The Early Burn

Burning Man is all about ritual. It’s an event rich with symbolism, although the meanings attached to those symbols vary widely.  You can get as many theories about what prompted Larry Harvey and his pals to burn that first Man on Baker Beach as the number of people you ask. The answers will vary with circumstance, even from Larry himself, but it wasn’t because of a breakup with his girlfriend. It started as a romp, a thing to do because it sounded fun to do.

So it is with the Early Burn. Two Saturdays before the start of the big event, the people who are here building the city get together to burn a bunch of stuff. It’s  really no more complicated than that, but the interpretations again vary widely.

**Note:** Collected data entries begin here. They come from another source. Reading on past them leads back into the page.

PR #8127, opened 2026-09-04
Selenium Grid Scaler: Safely parse capabilities and limit response body

zanarellidev:
### What this PR does
Prevents potential panics and unbounded allocations in the Selenium Grid Scaler.

### Details
1. Replaces direct type assertions (`value.(string)` in `getCapability` and `value.(bool)` in `managedDownloadsEnabled`) with safe type checking to prevent unhandled panics if capabilities or stereotype data contains non-string types (e.g. numeric browser version `128`), nulls, or non-boolean values.
2. Wraps `res.Body` with `io.LimitReader(res.Body, 10*1024*1024)` to protect against memory exhaustion from oversized responses.
3. Adds unit test coverage for non-string / numeric / null capability parsing.

### DIFF
--- a/pkg/scalers/selenium_grid_scaler.go
+++ b/pkg/scalers/selenium_grid_scaler.go
@@ -302,7 +302,7 @@ func (s *seleniumGridScaler) getSessionsQueueLength(ctx context.Context, logger 
 		return -1, -1, err
 	}
 	if len(b) > maxSeleniumGridResponseSize {
-		err = fmt.Errorf("Selenium Grid response body exceeds the %d byte limit", maxSeleniumGridResponseSize)
+		err = fmt.Errorf("selenium Grid response body exceeds the %d byte limit", maxSeleniumGridResponseSize)
 		logger.Error(err, "Selenium Grid response body is too large")
 		return -1, -1, err
 	}
--- a/pkg/scalers/selenium_grid_scaler.go
+++ b/pkg/scalers/selenium_grid_scaler.go
@@ -25,6 +25,8 @@ type seleniumGridScaler struct {
 	logger     logr.Logger
 }
 
+const maxSeleniumGridResponseSize = 10 * 1024 * 1024
+
 type seleniumGridScalerMetadata struct {
 	triggerIndex int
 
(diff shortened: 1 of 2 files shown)


pkg/scalers/selenium_grid_scaler.go
```diff
@@ -269,7 +269,7 @@ func (s *seleniumGridScaler) getSessionsQueueLength(ctx context.Context, logger
 	}
 
 	defer res.Body.Close()
-	b, err := io.ReadAll(res.Body)
+	b, err := io.ReadAll(io.LimitReader(res.Body, 10*1024*1024))
```
rickbrouwer, line 272: Can you tell me why 10MB?

zanarellidev: Hi @rickbrouwer! The 10MB limit was added as a defense-in-depth safeguard against unbounded memory allocation (OOM / DoS) when reading the HTTP response stream from `/graphql`. In large Selenium Grid clusters with dozens to hundreds of active nodes, sessions, slots, and capabilities, the status JSON payload can reach several hundred KB up to a couple of MBs. 10MB was chosen to provide a generous ceiling so legitimate large grid payloads are never prematurely truncated while still preventing runaway allocation if an endpoint misbehaves or returns an unbounded stream.

If the team prefers a different threshold (e.g., 2MB or 5MB) or extracting this into a dedicated constant, I'm very happy to adjust it!

zroubalik: 10MB sounds ok, I wonder whether it makes sense to make ti configurable, or is it an overkill?

zanarellidev: The response contains only Grid metadata, so 10 MiB is deliberately generous while still bounding a potentially untrusted response. I kept it as a fixed safety invariant rather than a scaler tuning option; making it configurable would add metadata/API surface without a known legitimate payload near this size.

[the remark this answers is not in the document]
zanarellidev: Addressed in b41f9c7a. The read now uses limit+1, returns an explicit size error, and the regression test serves an oversized response and verifies rejection.

pkg/scalers/selenium_grid_scaler_test.go
```diff
@@ -3643,3 +3643,37 @@ func Test_parseSeleniumGridScalerMetadata(t *testing.T) {
...
+	}
+	if got := getCapability(capMap, "nilField"); got != "" {
+		t.Errorf("getCapability(nilField) = %v, want empty", got)
+	}
+	if got := getCapability(capMap, "missingField"); got != "" {
+		t.Errorf("getCapability(missingField) = %v, want empty", got)
+	}
+
+	// Non-boolean managed downloads should not panic
+	if got := managedDownloadsEnabled(map[string]any{EnableManagedDownloadsCapability: "invalid"}, map[string]any{}); !got {
```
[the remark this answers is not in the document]
zanarellidev: Addressed in b41f9c7a. The test now passes the malformed managed-downloads value as the request capabilities argument, exercising the former value1.(bool) path.

zanarellidev:
Rebased onto current main, resolved the test conflict, added explicit oversized-response rejection coverage, and corrected the malformed request-capability regression case. Targeted scaler tests pass locally. Ready for another review.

The big crews build effigies that either mean or do not mean anything. Last night, the Heavy Equipment camp burned the effigy of a radio — the thing that drives us crazy and nevertheless is a big help in making all this happen. The Oculus crew, which builds the Center Cafe, built a “Tim Burton tree,” as described by Goatt. Did it have anything to do with this year’s burn, or any year’s burn? Maybe, maybe not. But you get the sense they did it because they could. Much like Larry and his pals in 1986.

Anyway, the Early Burn has become a custom and a ritual. Effigies are burned, and many of the people come dressed up as someone else in Black Rock City right now.  Some of the similarities are chilling, they are so good, such as the Weld Boy alter ego, but I’m  guessing you wouldn’t get much out of a description. It’s almost like your Aunt Sara imitating your mom; it’s hilarious for your family, but for outsiders it’s … eh.

By the end of the night, all that was left were piles of flaming embers.

Anyway,  Micheal Michael, one of the founders of Burning Man and the man responsible for setting up the Black Rock Rangers, was talking last night about how the Early Burn is reminiscent of Burning Man in its infancy.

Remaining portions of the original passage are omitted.